Botanical illustrations would prove to be valuable to many artists who relied on the illustrations as basis for floral elements in their own works. Dr. Robert Thornton (1768-1837) was an early illustrator who showed remarkable modernity in his rendering of plants and flowers. A hundred years later, primitivist Henri Rousseau would create The Dream, 1910, depicting a reclining nude on a velvet sofa, contrasted by jungle plants and large pink flowers virtually identical to those in Thornton's earlier illustrations.
John James Audubon (1785-1851) is considered one of the greatest natural science illustrators of all time. Although spontaneous and lifelike drawings of birds and mammals are the focus of his work, he depicts various flowers and plants rendered in equivalent quality. Audubon embodies the balance between art and science; on the one hand, compulsive precision in gathering accurate visual data, while on the other hand, expressing complexity and organic beauty.
In more recent art, the flower has remained popular due to its beauty of form and color as well as its many associations. In more practical considerations, flowers are an excellent subject as they are abundant, natural, and portable, allowing them to be brought into the artist's space for closer scrutiny. Many Impressionists explored their interest in atmosphere and light through the variegated forms of flowers. Claude Monet's extensive studies of water lilies for his famous paintings resulted in cool, rich images that seem to have the motion of a plant in rippling water. Vincent van Gogh strikingly captured mood through flowers, as seen in his handling of different variations of sunflowers - some are bright yellow and gold, full of intensity and energy in their wild forms, while others are a murky, uncertain green.
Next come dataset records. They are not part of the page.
PR #2435, opened 2022-08-29
Replacing all PNGs with inline SVG

softsimon:
* All network dropdown icons are now inline SVGs (Dropdown paddings has changed slightly)
* Mempool (without .space), Liquid Network and Bisq Markets logo is now SVG,
* Dashed divider is now a SVG dashed line (UX has changed slightly)
* Clippy copy button is now inline SVG

**How to test**
Check out so that the icons render correctly and is not misaligned on all Master Pages including Liquid, Bisq AND Preview Cards for all networks.

Screen Shot 2022-08-29 at 19 03 07

Screen Shot 2022-08-29 at 19 03 11

Screen Shot 2022-08-29 at 19 03 20


wiz (approved):
Tested ACK @ v2.5.0-dev [[a0c54531](https://github.com/mempool/mempool/commit/a0c54531)]

PR #2439, opened 2022-08-29
Add loading animation for channel list

nymkappa:
This PR adds a loading spinner when we change between open/close channels, and when we use the pagination controls. It is the exact same idea as the blocks list loading effect. During the loading, the list opacity is also set to 0.75 instead of 1.0.

image

image


softsimon (approved):
tested ACK @ v2.5.0-dev [[90c0ece9](https://github.com/mempool/mempool/commit/90c0ece9)]

Issue #2291, opened 2022-08-13
Fix wrong ASN


nymkappa:
if the IP is in the 170.75.160.0/20 or 172.81.176.0/21 netblocks, set the ASN to 394745
Use https://github.com/gosquared/ipcheck/blob/master/ipcheck.js
Example: `IPCheck.match('192.168.0.1', '192.168.0.1/32'); //= true`

PR #2441, opened 2022-08-29
Fix wrong ASN for Lunanode ip ranges

nymkappa:
Fixes https://github.com/mempool/mempool/issues/2291

**Note: It seems to create some unintended side effects as described in matrix, I may need some help to debug this**

#### Testing

* Delete wrong lunanode as number from the db
```mysql
delete from geo_names where names = '"Lunanode"'
```
* Restart the lightning nodejs backend
* Confirm Lunanode as number is correct
```mysql
select id as as_number from geo_names where names = '"Lunanode"'
```
image


wiz (approved):
Tested ACK @ v2.5.0-dev [[56ec8b90](https://github.com/mempool/mempool/commit/56ec8b90)]

It's better but AS 174 is not Lunanode so we need to fix that next :(

PR #2442, opened 2022-08-29
Option to disable puppeteer in unfurler

mononaut:
Adds an optional `PUPPETEER.DISABLE` config setting, which disables puppeteer and /render api endpoints (defaults to false).


wiz (approved):
Tested ACK @ 034b7fb516d91d5fe17431efd7ddfc41106df5d7

PR #2443, opened 2022-08-30
Update channel map color

nymkappa:
This PR changes the default world map background color from the current grey to dark blue.

Color is now `#272b3f`.
`#212536` was also suggested by pedro but it seems too dark to me when screen luminosity is low.
Feel free to play around with the color.

image

image


softsimon (changes requested):
ACK for the color change.. I think it looks better

NACK for including the Luna Node AS commits in the same PR

wiz (approved):
Tested ACK @ v2.5.0-dev [[56ec8b90](https://github.com/mempool/mempool/commit/56ec8b90)]

PR #2444, opened 2022-08-30
Fix infinite loading spinner in channel map when no active channel exists

nymkappa:
`If there are no open channels then the channel`~map~`tree chart fails to load and loading spinner stays forever`

### Testing

* Load /lightning/node/0283de1355ab232080de2904edc77388c6651e2d81a0336bfb739f893b35aa76ce
* Confirm that the channel tree chart is not shown and the loading spinner is gone
* Load /lightning/node/026c795878725bed713c36511857ecb67557516376174fbb8c8c54e117f02d8143
* Confirm that the channel tree chart is shown and the loading spinner is gone


wiz (approved):
Tested ACK @ v2.5.0-dev [[f4f60a6b](https://github.com/mempool/mempool/commit/f4f60a6b)]

PR #2445, opened 2022-08-30
When there is no stats for the past 7 days, don't show % changes

nymkappa:
The percentage change in the lightning dashboard aim to show the change for the past 7 days. Currently it's bugged if you don't run your lightning backend for at least 7 days, because if we will old historical data, therefore showing huge % increase.

This PR fixes:
* The mysql query to select the current day and current day - 7 days instead of the last 7th rows
* If there is not point of comparison, we hide the percentage changes and tooltips
* Fix some i18n

Screen Shot 2022-08-30 at 9 06 54 AM

Screen Shot 2022-08-30 at 9 08 59 AM

### Testing
* Run `SELECT * FROM lightning_stats WHERE DATE(added) = DATE(NOW() - INTERVAL 7 DAY)`
  * If you have a result  
    * **Take note of the `added` field and `id`**
    * Confirm that you see the % change in the dashboard
    * Change the date of the previously found row so that the previous query does not return any result
    * Confirm that you don't see the % change in the dashboard (make sure to hard reload the page)
    * Don't forget to set the manually modified `added` field back to its previous value
  * If you don't have a result
    * Confirm you don't see % change in the dashboard 
    * Create a new row and set the `added` field manually so that it is 7 days before the most recent one
    * Confirm you see the % change in the dashboard
    * Don't forget to delete the manually inserted row

### DIFF
--- a/backend/src/api/explorer/statistics.api.ts
+++ b/backend/src/api/explorer/statistics.api.ts
@@ -27,7 +27,7 @@ class StatisticsApi {
   public async $getLatestStatistics(): Promise<any> {
     try {
       const [rows]: any = await DB.query(`SELECT * FROM lightning_stats ORDER BY added DESC LIMIT 1`);
-      const [rows2]: any = await DB.query(`SELECT * FROM lightning_stats ORDER BY added DESC LIMIT 1 OFFSET 7`);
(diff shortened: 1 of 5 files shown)


softsimon (approved):
tested ACK @ v2.5.0-dev [[aec6d57f](https://github.com/mempool/mempool/commit/aec6d57f)]

wiz:
I don't think this is good - we should show the percentages or some placeholder otherwise the layout changes randomly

During the twentieth century, Georgia O'Keeffe created many paintings of flowers with a new and unique perspective. From a very close vantage point, she invites the viewer into the flower itself to experience its realistically painted abstract features. In her 1927 oil, Dark Iris No. 1, O'Keeffe depicts a strong and vivid image, a monument of a flower, that is at the same time soft and undulating.
Whether as a symbol of virtue or simply for visual appeal,
flowers and botanicals remain some of the most enduring images in art. We
invite you to view Flora: The Beauty of Botanicals in Art and enjoy the
many activities that will take place during the summer related to this exhibition.